PR #120, opened 2024-04-08
Semi-automatic collocation code generation on device

mikovtun:
Adds an additional pyexpander script to complete collocation code generation up to arbitrary angular momentum.

### DIFF
--- a/src/xc_integrator/local_work_driver/device/cuda/kernels/collocation/templates/collocation_device_template.cu
+++ b/src/xc_integrator/local_work_driver/device/cuda/kernels/collocation/templates/collocation_device_template.cu
@@ -1,0 +1,484 @@
+/**
+ * GauXC Copyright (c) 2020-2024, The Regents of the University of California,
+ * through Lawrence Berkeley National Laboratory (subject to receipt of
+ * any required approvals from the U.S. Dept. of Energy). All rights reserved.
+ *
+ * See LICENSE.txt for details
+ */
+#include <gauxc/util/div_ceil.hpp>
+#include "device_specific/cuda_util.hpp"
+#include "exceptions/cuda_exception.hpp"
+#include <gauxc/xc_task.hpp>
+
+#include "device/common/collocation_device.hpp"
+#include "device/cuda/kernels/collocation_masked_kernels.hpp"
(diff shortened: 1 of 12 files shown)


src/xc_integrator/local_work_driver/device/cuda/kernels/collocation/templates/collocation_device_template.cu
```diff
@@ -0,0 +1,484 @@
...
+
+
+}
+
+
+uint32_t max_threads_shell_to_task_collocation_hessian( int32_t l, bool pure ) {
+  if( pure ) {
+    switch(l) {
+      case 0: return util::cuda_kernel_max_threads_per_block( collocation_device_shell_to_task_kernel_cartesian_hessian_0 );\
+      $for( L in range(1, L_max) )
```
wavefunction91, line 408:
```suggestion
      $for( L in range(1, L_max + 1) )
```

src/xc_integrator/local_work_driver/device/cuda/kernels/collocation/templates/collocation_device_template.cu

================

EXERCISE>
Without altering a single word, copy the listing above.

SOLUTION FOR THIS TASK>
PR #120, opened 2024-04-08
Semi-automatic collocation code generation on device

mikovtun:
Adds an additional pyexpander script to complete collocation code generation up to arbitrary angular momentum.

### DIFF
--- a/src/xc_integrator/local_work_driver/device/cuda/kernels/collocation/templates/collocation_device_template.cu
+++ b/src/xc_integrator/local_work_driver/device/cuda/kernels/collocation/templates/collocation_device_template.cu
@@ -1,0 +1,484 @@
+/**
+ * GauXC Copyright (c) 2020-2024, The Regents of the University of California,
+ * through Lawrence Berkeley National Laboratory (subject to receipt of
+ * any required approvals from the U.S. Dept. of Energy). All rights reserved.
+ *
+ * See LICENSE.txt for details
+ */
+#include <gauxc/util/div_ceil.hpp>
+#include "device_specific/cuda_util.hpp"
+#include "exceptions/cuda_exception.hpp"
+#include <gauxc/xc_task.hpp>
+
+#include "device/common/collocation_device.hpp"
+#include "device/cuda/kernels/collocation_masked_kernels.hpp"
(diff shortened: 1 of 12 files shown)


src/xc_integrator/local_work_driver/device/cuda/kernels/collocation/templates/collocation_device_template.cu
```diff
@@ -0,0 +1,484 @@
...
+
+
+}
+
+
+uint32_t max_threads_shell_to_task_collocation_hessian( int32_t l, bool pure ) {
+  if( pure ) {
+    switch(l) {
+      case 0: return util::cuda_kernel_max_threads_per_block( collocation_device_shell_to_task_kernel_cartesian_hessian_0 );\
+      $for( L in range(1, L_max) )
```
wavefunction91, line 408:
```suggestion
      $for( L in range(1, L_max + 1) )
```

src/xc_integrator/local_work_driver/device/cuda/kernels/collocation/templates/collocation_device_template.cu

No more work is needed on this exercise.